Cicero was a pagan on the cusp of an epiphany for an adult pagan leader of legendary note, according to the late Bishop Fulton J. Sheen. Cicero was murdered in about 43 BC. +Sheen attributed to Cicero remarks to the effect that: "The world is so mired in sin and iniquity that, although we know not who or when or where, it surely must await the imminent arrival of its savior." He did not mean Caesar Augustus.
+Sheen attributed to Virgil, author of the epic poem of Rome's founding by Pius Aeneas, The Aeneid, who (Virgil) was a bit of a libertine banished from Rome in about 12 BC by Caesar Augustus for taking sexual advantage of the daughters of the Patrician class the prophecy that very soon a virgin would bear a son who would be the savior of the world.
"Don't tax you. Don't tax me. Tax that fellow behind the tree." was the famous remark of the very practical long-time Louisiana United States Senator Russell Long who long served as Chairman of the Senate Finance Committee.
I am going with Cicero and Virgil and rejecting the standards of Russell Long.
I grew up in New Haven and lived there until I was 17. I then moved to a a suburb just north of New Haven when my then Democrat voting parents had had enough. If anyone had given the New Haven liberal Demonrat Machine the power to tax Yale, New Haven would be no better off and rather quite worse off because Yale would have either moved to more friendly locale or been destroyed. Civil War era dorms transformed into welfare housing, the dining halls become soup kitchens, Payne Whitney Gymnasium devoted to martial arts training for urban gang warfare. Yale's shooting range become a training ground for urban gang bangers to improve their efficiency and marksmanship. Perhaps, Yale Bowl being converted to gladiatorial games at which the Machine could dispense bread to the seething street mobs. BUT what would be done with Yale's many libraries after, of course, the books are burned? And the laboratories and other research facilities when the looters have closed them?
Remember the quite successful Winchester Rifle Corporation (of New Haven)? The anti-gun politicians drove it from New Haven, took over the factory buildings for taxes and then hired 300 unemployables to work for the politician created US Repeating Arms Corporation but, ummm, not successfully.
In short, social "progress" just to help you not pay taxes (if we substitute Harvard for Yale).
By putting the USA on wheels in affordable cars, Henry Ford did far more for our country and our world than you or Wang. No one suggests making Ford Motor Company tax free. Lest you want to portray yourself as a victim, I am NOT diminishing your contributions or Wang's. I am just placing them in perspective.
If you want to spread the wealth by taxing presently untaxed left-leaning non-profits to fatten up government slush funds, start with such as the Ford Foundation and the Carnegie Foundation. Eliminate that category of tax-exemptions altogether leftist or not.

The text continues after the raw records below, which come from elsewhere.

PR #2979, opened 2021-06-09
Clean up INVALID protobuf enum values

chetangudisagar:
## Overview

Description: 
In proto2, INVALID enum values were used to denote a default value to support backward compatibility. Since proto3 has a default UNRECOGNIZED enum value, we no longer need INVALID unless it is required for any other functionality.

Why should this be merged: Removes unnecessary code (enums and their relevant test cases).

- [ ] Public API has Javadoc


PavelZaytsev (approved):

infrastructure/proto/log_replication_cluster_info.proto
```diff
@@ -31,6 +31,5 @@ enum ClusterRole {
   INVALID = 0;
   ACTIVE = 1;
   STANDBY = 2;
-  NONE = 3;
```
zhangn49, line 34: This NONE is still used in NSX code

chetangudisagar: Ohh, I was wondering if we can merge INVALID and NONE as they might be serving a similar purpose. Can we do it or we need both? I found INVALID was used in many places within our codebase, and hence tried to replace it with NONE.

zhangn49: I think right now we need both, as they are corresponding roles of NSX side.

zhangn49: One more question about other enums - Does your change affect version compatibility?

Let's assume we have an old runtime has the INVALID = 0, and a new server that INVALID has been removed.
Now the new server has READY = 0, and receives a runtime request with INVALID. Does the new server know the request is INVALID/UNRECOGNIZED, or it will think the request is READY=0?

chetangudisagar: You are right. It will think the request is `READY=0`. The numbers assigned to the enum are given priority while serializing and de-serializing. 

I thought these changes are fine for now because from the next major release onwards, we will be supporting backward compatibility and we will have new compatibility vectors. Until then, we are good to make these breaking changes. It will work fine as long as the client and server are in the same version.

Also, in proto3, the First enum value must be 0, So we can't really keep the same numbers for the remaining values and just remove the `INVALID = 0` enum value.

"At least warrant a tax free life on a par with Yale"???? What more do you want? An annual or monthly stipend (tax free, of course) from the peasants/taxpayers as well? What should we serfs have done then for such inventors as Henry Ford, Andrew Carnegie and Thomas Edison?????
If you are sensible enough to recognize New Haven's and Connecticut's overspending, then don't try to give them ways to increase their allowance.